Much press has been dedicated lately to the issue of housing affordability as nearly every available measure shows that we are nearing a crisis point in Australia. Australian families are now on average devoting more than 30% of their household income to housing costs, well beyond the point of what has traditionally been regarded affordable.
The property industry is responding at the delivery end with an increase in the range of finance and equity packages to assist particularly first home buyers. But this is not enough. The approach to address lack of affordability should be integrated across Government, the property industry and the community. The issue of affordability is multi facetted and there is no silver bullet solution. Despite the doom and gloom, the Property Council of Australia is advocating a raft of simple remedies to help repair the situation some of which follow.
Firstly, fix the development assessment system. The current system in NSW is not outcome focused. The process is increasingly complicated, time consuming and expensive. It harbors risk and uncertainty, discouraging property, business and economic investment and development. State and Local Government appear to recognize the shortcomings but action to address it is lagging.

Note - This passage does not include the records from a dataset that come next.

PR #174, opened 2018-07-23
Selection boxes

shredlocker:
Created two types of selection boxes, single selection (Radiobox) and multi selection (Checkbox). 

Everything seems to work well and without any bugs for now. 

Can't preview the reverse animation in demo because of the double tap gesture recogniser, but it's there! 

Radio button animation should be shorter


Sources/Components/SelectionBoxes/Demo/CheckboxDemoView.swift
```diff
@@ -0,0 +1,94 @@
...
+        ])
+    }
+
+    @objc func dismiss() {
+        guard let doubleTap = superview?.gestureRecognizers?.first else { return }
+
+        if touchEnabled {
+            dismissButton.setTitle("Enable Double Tap", for: .normal)
+            touchEnabled = false
+            doubleTap.isEnabled = false
```
3lvis: I was thinking instead of this we could have a property in ViewController that says if it should support double tap or not. Then that property can be overwritten by the people that subclass it.

shredlocker: Aha! I'll fix that :)

Sources/Components/SelectionBoxes/AnimatedImageView.swift
```diff
@@ -0,0 +1,51 @@
...
+        super.startAnimating()
+        startTime = CACurrentMediaTime()
+    }
+
+    func cancelAnimation() {
+        super.stopAnimating()
+        // Get current animation frame
+        guard let startTime = startTime else { return }
+        let elapsed = CACurrentMediaTime() - startTime
+        let frame = Int(60.0 * elapsed)
```
osanoj: Can this be renamed? Anything that is called `frame` is making me think `CGRect` and views. Even just renaming it to `animationFrame` helps.

shredlocker: Yep, I'll rename it ;)

Sources/Components/SelectionBoxes/AnimatedImageView.swift
```diff
@@ -0,0 +1,51 @@
...
+        super.startAnimating()
+        startTime = CACurrentMediaTime()
+    }
+
+    func cancelAnimation() {
+        super.stopAnimating()
+        // Get current animation frame
+        guard let startTime = startTime else { return }
+        let elapsedTime = CACurrentMediaTime() - startTime
+        let currentAnimationFrame = Int(60.0 * elapsedTime)
```
3lvis: Would be nice to abstract 60 into a named variable.

Sources/Components/SelectionBoxes/AnimatedImageView.swift
```diff
@@ -0,0 +1,51 @@
...
+
+        let animationSequence = images[..<currentAnimationFrame].reversed()
+
+        let reverse = UIImageView(frame: bounds)
+        addSubview(reverse)
+
+        reverse.image = animationSequence.last
+        reverse.animationRepeatCount = 1
+        reverse.animationImages = Array(animationSequence)
+        reverse.animationDuration = Double(animationSequence.count) / 60.0
```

Secondly, Government related taxes, fees, charges and compliance costs are adding enormously to the cost of new housing. Based on contemporary research commissioned by the Residential Development Council, these costs have increased by typically between $50,000 and $100,000 in the last five years. The costs represent up to 33% of the cost of a new house and land package. The Property Council believes the drift towards “user pays” tax and regulatory models on new housing is not sustainable and raises serious questions about generational equity. Moves towards broadly based public debt to provide for urban public infrastructure should be accelerated.
Thirdly, limited land supply, induced by restrictive land release policies of state and local governments, is a significant driver of rising housing costs. Despite the recent easing of demand in NSW, the cost of land has been accelerating well ahead of the increase in cost of construction. If current land release policies do not change, Australia faces a serious shortfall of land supply relative to demand beyond 2010 and worsening rapidly into the future. Areas like the Hunter which boast a relatively healthy land stock risk suffering also as demand shifts to comparatively abundant areas quickly soaking up available supply.
The challenge for us all is not to ignore the indicators of decreasing affordability. By doing nothing, we will consign future generations of Australians to an uncertain future whereby home ownership is well beyond the reach of the greater proportion of the population.